Abstract
Purpose
Intracellular formation of advanced glycation end products (AGEs) is a crucial pathological process in retinal diseases such as age-related macular degeneration (AMD) or diabetic retinopathy (DR). Glyoxal is a physiological metabolite produced during formation of AGEs and has also been shown to derive from photodegraded bisretinoid fluorophores in aging retinal pigment epithelial (RPE) cells.
Methods
Flow cytometry was combined with either: 1) immunocytochemical staining to detect glyoxal induced formation of Nε-carboxymethyllysine (CML)-modifications of intracellular proteins (AGEs) and changes in the production of stress response proteins; or 2) vital staining to determine apoptosis rates (annexin V binding), formation of intracellular reactive oxygen species (ROS), mitochondrial membrane potential (MMP), and changes in intracellular pH upon treatment of cells with glyoxal.
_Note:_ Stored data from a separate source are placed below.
PR #875, opened 2025-11-11
ht php: rm ensure absent

rrotter:
These will no longer be needed once puppet has run on all affected hosts. I'll wait a few days to merge this, at least until there are no outstanding environments running on ht apache hosts.


aelkiss (approved):
Makes sense to me. Just noting right now the only machines with modules still left to remove (so far as I can tell) are macc-ht-web-139 and ictc-ht-web-208, which are on the `ht_mnt_htapps` branch.

PR #877, opened 2025-11-17
move vhosts ssl cert from www.lib to lib.umich.edu

umjnega:


manifests/profile/www_lib/vhosts/www_lib.pp
umjnega, line 1: I think this needed to be added for the ssl cert to actually get updated in the vhost file.

manifests/profile/www_lib/apache/misc.pp
```diff
@@ -44,6 +44,7 @@
       'search.lib.umich.edu',
       'theater-historiography.org',
       'www.lib.umich.edu',
```
skorner: Might as well remove this final www.lib reference as part of this first round.

skorner (approved):
Looks good. I left one comment. And before merging you'll want to squash and also update the cert per my Jira comment. Thanks!

PR #878, opened 2025-11-18
update apt source to use DEB822 source format

aayuraje:


manifests/profile/apt.pp
```diff
@@ -72,24 +72,28 @@
...
-      release  => "${facts['os']['name'].downcase()}${facts['os']['release']['major']}",
-      repos    => $puppet_repo,
-      key      => {
-        name   => 'openvox.asc',
-        source => 'puppet:///modules/nebula/apt/keyrings/openvox.asc',
-      },
+      source_format => 'sources',
+      location      => ['https://apt.voxpupuli.org'],
+      release       => "${facts['os']['name'].downcase()}${facts['os']['release']['major']}",
+      repos         => $puppet_repo,
```
rrotter:
```suggestion
      repos         => [$puppet_repo],
```
Looks like you turned this parameter into an array above. We'll never need two repos here, so maybe change it back and just make it into an array here.

rrotter (changes requested):

manifests/profile/apt.pp
aayuraje: Got it, I've made this change.

spec/classes/profile/kubernetes/kubelet_spec.rb
```diff
@@ -76,7 +76,7 @@
 
         it do
           expect(subject).to contain_apt__source("kubernetes").with(
-            location: "https://pkgs.k8s.io/core:/stable:/v1.29/deb/",
+            location: ["https://pkgs.k8s.io/core:/stable:/v1.29/deb/"],
```
rrotter, line 79: Test is failing because we're still testing for apt::source:key which is a field we're not using anymore. In addition to removing this, we should be testing for the keyring that replaces it.


```
        it "contains k8s.io apt source" do
          is_expected.to contain_apt__source("kubernetes")
            .with_keyring("/etc/apt/keyrings/k8s.io.asc")
            .with_location(["https://pkgs.k8s.io/core:/stable:/v1.29/deb/"])
            .with_release("/")
          is_expected.to contain_apt__keyring("k8s.io.asc")
            .with_source("puppet:///modules/nebula/apt/keyrings/k8s.io.asc")
        end
```

spec/fixtures/hiera/default.yaml
```diff
@@ -168,4 +168,4 @@ nebula::jdk_version: '11'
 
 nebula::profile::kubelet::kubelet_version: default.invalid
 
-nebula::profile::kubernetes::apt::location: 'https://pkgs.k8s.io/core:/stable:/vX.YZ/deb/'
+nebula::profile::kubernetes::apt::location: ['https://pkgs.k8s.io/core:/stable:/vX.YZ/deb/']
```
rrotter: We should avoid changes that will break existing keys in heiradata unless there is a strong reason to do so.

I'm fairly sure we don't need multiple values here.

spec/fixtures/hiera/kubernetes/default.yaml
```diff
@@ -83,4 +83,4 @@ nebula::profile::kubernetes::clusters:
 nebula::cifs::credentials::users:
 - kubernetes
 
-nebula::profile::kubernetes::apt::location: 'https://pkgs.k8s.io/core:/stable:/v1.29/deb/'
+nebula::profile::kubernetes::apt::location: ['https://pkgs.k8s.io/core:/stable:/v1.29/deb/']
```
rrotter: Same comment as on `‎spec/fixtures/hiera/default.yaml‎`. This should be reverted.

manifests/profile/apt.pp
```diff
@@ -72,24 +72,28 @@
...
-          'source' => "puppet:///modules/nebula/apt/keyrings/${hpe_key}",
-        },
+        source_format => 'sources',
+        location      => ['https://downloads.linux.hpe.com/SDR/repo/mcp'],
+        release       => "${facts['os']['distro']['codename']}/current",
+        repos         => ['non-free'],
+        keyring       => "/etc/apt/keyrings/${hpe_key}",
+      }
+
+      apt::keyring { 'hpe.asc':
```
rrotter: By convention `.gpg` keys are binary and `.asc` is the extension for ascii armored keys. I'm not 100% sure whether the name is actually used by apt for parsing keys, but I'd like to stick with the convention.
```suggestion
      apt::keyring { "${hpe_key}":
```

manifests/profile/yarn.pp
```diff
@@ -8,16 +8,17 @@
 class nebula::profile::yarn (
 ) {
   apt::source { 'yarn':
```
rrotter, line 10: missing keyring field
```suggestion
  apt::source { 'yarn':
    keyring       => '/etc/apt/keyrings/yarnpkg.asc'
```

manifests/profile/apt/mono.pp
```diff
@@ -14,12 +14,13 @@
...
-    location => 'https://download.mono-project.com/repo/debian',
-    release  => "stable-${apt_release}",
-    repos    => 'main',
-    key      => {
-      'name'   => 'mono-project.asc',
-      'source' => 'https://download.mono-project.com/repo/xamarin.gpg',
-    },
+    source_format => 'sources',
+    location      => ['https://download.mono-project.com/repo/debian'],
+    release       => "stable-${apt_release}",
```
rrotter, line 19: keyring?

rrotter (changes requested):
Looks like there are a few `apt::source` resources missing the `keyring` field. I'd also like to see the new `apt::keyring` resources checked in the spec files.

spec/classes/profile/kubernetes/kubelet_spec.rb
aayuraje: yes, i noticed that. fixing them and rebasing the changes

manifests/profile/apt/mono.pp
aayuraje: Added keyring

manifests/profile/yarn.pp
aayuraje: Added keyring

manifests/profile/apt.pp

The percentage of apoptotic cells was further quantified by flow cytometry after staining of fixed cells with propidium iodide to determine cells with a subdiploid (fragmented) DNA content. Apoptosis related activation of caspase 3 was determined by Western blotting. Glyoxal induced changes in VEGF-A165a mRNA expression and protein production were determined by real-time PCR and by flow cytometry after immunocytochemical staining.
Results
Increasing glyoxal concentrations resulted in enhanced formation of AGEs, such as CML modifications of proteins. This was associated with elevated levels of intracellular reactive oxygen species, a depolarized MMP, and a decreased intracellular pH, resulting in an increased number of apoptotic cells. Apoptosis related caspase 3 activation increased in a dose dependent manner after glyoxal incubation. In consequence, the cells activated compensatory mechanisms and increased the levels of the anti-oxidative and stress-related proteins heme oxygenase-1, osteopontin, heat shock protein 27, copper/zinc superoxide dismutase, manganese superoxide dismutase, and cathepsin D. Furthermore, VEGF-A165a mRNA expression and VEGF-A protein production were significantly increased after incubation with glyoxal in ARPE-19 cells.
Conclusions
The glyoxal-induced oxidative stress and apoptosis in ARPE-19 cells may provide a suitable in vitro model for studying RPE cellular reactions to AGEs that occur in AMD or in DR.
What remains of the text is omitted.